# POR Out on its Ear



## Yob (8/2/17)

No longer being commercially grown... 

glad I have one in the backyard.. now I just have to nurse it back to health :blush:


----------



## Mardoo (8/2/17)

Summer is also being discontinued.

Think I'll get a POR rhizome this winter.


----------



## Danscraftbeer (8/2/17)

So the brewers that traditionally use POR do they just have their own crops? Coopers for example.


----------



## mofox1 (8/2/17)

Mardoo said:


> Summer is also being discontinued.
> 
> Think I'll get a POR rhizome this winter.


I won't miss summer. Although it's possible I just misused it horribly. Or it was just a bad batch.

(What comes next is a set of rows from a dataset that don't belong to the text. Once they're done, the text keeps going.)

PR #62, opened 2025-03-31
Adds support for speculative decoding to mlx_lm.server

Art9681:
This pull request introduces speculative decoding to the `mlx_lm` server to improve text generation performance. The main changes include adding support for a draft model, modifying the prompt cache, and updating the server to handle speculative decoding. Additionally, new tests are added to ensure the functionality of the draft model.

### Speculative Decoding Support:
* `mlx_lm/SERVER.md`: Added documentation for enabling speculative decoding using a draft model.
* `mlx_lm/server.py`: Introduced a draft model and associated parameters, updated the prompt cache to handle the draft model, and modified the completion handling to use speculative decoding.

### Testing:
* `tests/test_server.py`: Added new tests for the server with the draft model to ensure speculative decoding works correctly, including tests for handling completions, chat completions, streaming, and prompt cache functionality.

### Test Results:
```
$ python -m unittest tests/test_server.py                                 
Fetching 9 files: 100%|███████████████████████████████████████████████████████████████████████████| 9/9 [00:00<00:00, 63019.59it/s]
127.0.0.1 - - [31/Mar/2025 11:27:46] "POST /v1/chat/completions HTTP/1.1" 200 -
.127.0.0.1 - - [31/Mar/2025 11:27:46] "POST /v1/chat/completions HTTP/1.1" 200 -
.127.0.0.1 - - [31/Mar/2025 11:27:46] "POST /v1/completions HTTP/1.1" 200 -
.127.0.0.1 - - [31/Mar/2025 11:27:46] "GET /v1/models HTTP/1.1" 200 -
Fetching 9 files: 100%|███████████████████████████████████████████████████████████████████████████| 9/9 [00:00<00:00, 10169.38it/s]
Fetching 9 files: 100%|███████████████████████████████████████████████████████████████████████████| 9/9 [00:00<00:00, 14080.10it/s]
127.0.0.1 - - [31/Mar/2025 11:27:48] "POST /v1/chat/completions HTTP/1.1" 200 -
.127.0.0.1 - - [31/Mar/2025 11:27:48] "POST /v1/completions HTTP/1.1" 200 -
.127.0.0.1 - - [31/Mar/2025 11:27:48] "POST /v1/chat/completions HTTP/1.1" 200 -
127.0.0.1 - - [31/Mar/2025 11:27:48] "POST /v1/chat/completions HTTP/1.1" 200 -
.127.0.0.1 - - [31/Mar/2025 11:27:48] "POST /v1/chat/completions HTTP/1.1" 200 -
[...]

PR #85, opened 2025-04-08
Server draft

awni:
Alternate of https://github.com/ml-explore/mlx-lm/pull/62 with some modifications.

### DIFF
--- a/mlx_lm/SERVER.md
+++ b/mlx_lm/SERVER.md
@@ -41,6 +41,19 @@ curl localhost:8080/v1/chat/completions \
    }'
 ```
 
+## Speculative Decoding
+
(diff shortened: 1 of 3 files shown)


Art9681:
Great work. Thank you!

shrikrishnaholla:
Looking forward to this MR. I run a local llm server for my dev team on mlx and I'm looking forward to the speedup I'm expecting this to bring!

Raize:
I'm also looking forward to seeing this merged.

angeloskath (approved):
This looks great! Sorry for taking too long to review.

I think in another PR we should probably refactor it a bit so that the model provider is the only one holding the model (and tokenizer) at any given time similar to holding the draft model for instance. I don't think it is as simple as setting it as a member variable after load (this would probably work but it would not be different) which is why I am not proposing something specific.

PoR on the other hand... might need to free up some garden real estate from silly food production purposes.


----------



## Danscraftbeer (8/2/17)

Maybe I got the same bad batch of Summer. I wouldn't buy it again either. Twas awefull..


----------



## manticle (8/2/17)

Danscraftbeer said:


> So the brewers that traditionally use POR do they just have their own crops? Coopers for example.


Possibly super pride


----------



## tj2204 (8/2/17)

I'll third the Summer dislike. Crap hop.


----------



## GalBrew (8/2/17)

Not too sad about Summer either but it's a shame they didn't keep a small amount of PoR. It's a big part of Australian brewing heritage.


----------



## Dan Pratt (8/2/17)

i had two rounds of summer hops which ruined 2 batches, grassy as fckn hell.


----------



## Lethaldog (8/2/17)

So every commercial beer In Australia just about will now change?


----------



## Liam_snorkel (8/2/17)

source for this tidbit of info?


----------



## technobabble66 (8/2/17)

That's ridiculous they're completely stopping production!
I'm assuming it's not commercially viable for them, so more to the point: it's ridiculous more people aren't using more PoR. 
It's a fantastic hop - both in flavour/aroma and in the particular type of bittering it gives. 
However, it's not surprising few homebrewers seem to have tried it (& I'd wonder if that similarly applies to all those craft brewers who started as homebrewers, of course) - when I started brewing and researching hops one of the few consistent opinions I'd come across regularly was the vigorous hatred and ridicule of PoR. 
It was only a year ago I finally tried it myself and was genuinely stunned with how good it was. Very different to most hops I've tried but still great in its own way. 
Obviously everyone has their own tastes and preferences. But I think it's interesting to see the feedback here & now on Summer. Seems like no-one has a positive thing to say about Summer. However I've never heard anything negative about it and instead, historically, everyone seems happy to rip into PoR. 
Not saying people posting here are guilty of being big mean PoR-haters (or Summer-haters), more just as an illustration that we as a community seem to be more considered in expressing opinions on other hops, but there seems to be an unspoken green light to get in there and shitcan PoR which might prevent new Brewers from experimenting with it as much as other hops ... and we're now at risk of losing a great Aussie asset. 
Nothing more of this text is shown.